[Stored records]
PR #3699, opened 2025-01-23
Added Crossing Challenge component

Regynate:
Allows to set starting and ending point; controls respawning at the start on death and shows a congratulatory message upon reaching the end. Also fixed a few bugs in the process.

### DIFF
--- a/ChaosMod/Components/EffectDispatcher.cpp
+++ b/ChaosMod/Components/EffectDispatcher.cpp
@@ -1,5 +1,6 @@
 #include <stdafx.h>
 
+#include "Components/CrossingChallenge.h"
 #include "Components/EffectDispatchTimer.h"
 #include "Components/EffectDispatcher.h"
 #include "Components/EffectSound/EffectSoundManager.h"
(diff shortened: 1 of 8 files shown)


ChaosMod/Components/EffectDispatcher.cpp
```diff
@@ -525,6 +526,8 @@ void EffectDispatcher::DispatchEffect(const EffectIdentifier &effectId, Dispatch
                                       const std::string &suffix)
 {
 	EffectDispatchQueue.push({ .Id = effectId, .Suffix = suffix, .Flags = dispatchEffectFlags });
+	if (ComponentExists<CrossingChallenge>())
+		GetComponent<CrossingChallenge>()->IncrementEffects();
```
pongo1231, line 530: Better to declare and fire a ChaosEvent for this and register a listener in the CrossingChallenge component instead (see this component and DebugSocket as reference).

ChaosMod/Util/OptionsFile.h
```diff
@@ -93,4 +114,20 @@ class OptionsFile
...
+		}
+		else
+		{
+			m_Options.emplace(szKey, value);
+		}
+	}
+	template <typename T> inline void SetValue(const std::string& szKey, T value)
+	{
+		SetValueString(szKey, std::to_string(value));
+	}
```
pongo1231, line 132:
```suggestion
	inline void SetValueString(const std::string& key, const std::string& value)
	{
		if (m_Options.contains((key))
		{
			m_Options[key] = value;
		}
		else
		{
			m_Options.emplace(key, value);
		}
	}
	template <typename T> inline void SetValue(const std::string& key, T value)
	{
		SetValueString(key, std::to_string(value));
	}
```
Hungarian notation bad

pongo1231 (changes requested):

PR #3703, opened 2025-01-27
Improvements to "Spawn Companion" effects

Regynate:
- Extracted common code to set relationships
- Made spawned peds like / hate the same entities player does

### DIFF
--- a/ChaosMod/Util/Peds.h
+++ b/ChaosMod/Util/Peds.h
@@ -56,11 +56,11 @@ inline Ped CreateHostilePed(Hash modelHash, Hash weaponHash, Vector3 *location =
 	return ped;
 }
 
-inline void SetCompanionRelationship(Ped ped, const char* name)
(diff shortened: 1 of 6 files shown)


ChaosMod/Util/Peds.h
```diff
@@ -55,3 +55,24 @@ inline Ped CreateHostilePed(Hash modelHash, Hash weaponHash, Vector3 *location =
 	SET_PED_FIRING_PATTERN(ped, 0xC6EE6B4C);
 	return ped;
 }
+
+inline void SetCompanionRelationship(Ped ped, const char* name)
```
pongo1231, line 59: Considering we expose it to the Lua runtime we should accept a `const std::string&` instead

pongo1231 (changes requested):

ChaosMod/Util/Peds.h
Regynate: Noted, didn't know that

PR #3705, opened 2025-01-28
Debug menu: Grey out filtered effects and display filter reason

Regynate:


ChaosMod/Effects/Condition/EffectCondition.h
```diff
@@ -3,17 +3,20 @@
...
 	VotingEnabled, // Voting is enabled
 	ProportionalVotingEnabled
 };
 
-#define REGISTER_EFFECT_CONDITION(conditionType, condition)                           \
-	namespace                                                                         \
-	{                                                                                 \
-		EffectCondition CONCAT(_effectCondition, __LINE__)(conditionType, condition); \
+#define REGISTER_EFFECT_CONDITION(conditionType, condition, description)                           \
+	namespace                                                                                      \
```
pongo1231, line 17: IMO "description" is non-descriptive, should rather be called "failReason" or something of the sort

pongo1231 (changes requested):

ChaosMod/Effects/Condition/EffectCondition.h
Regynate: Sadly I am very bad at naming things.

PR #3726, opened 2025-03-16
add buttons to discord bot

PalTheTaur:
Sorry that its sloppy, and I'd understand if this gets denied for that reason but it is something simple to make the discord bot so much nicer to use.


PalTheTaur:
sorry if this wasn't the way to go about this, I am still slightly unsure if I did this right.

## TRY IT
Tally every line of the data that includes "shortened". Report the number and nothing more.

## ANSWER TO THE PROBLEM
2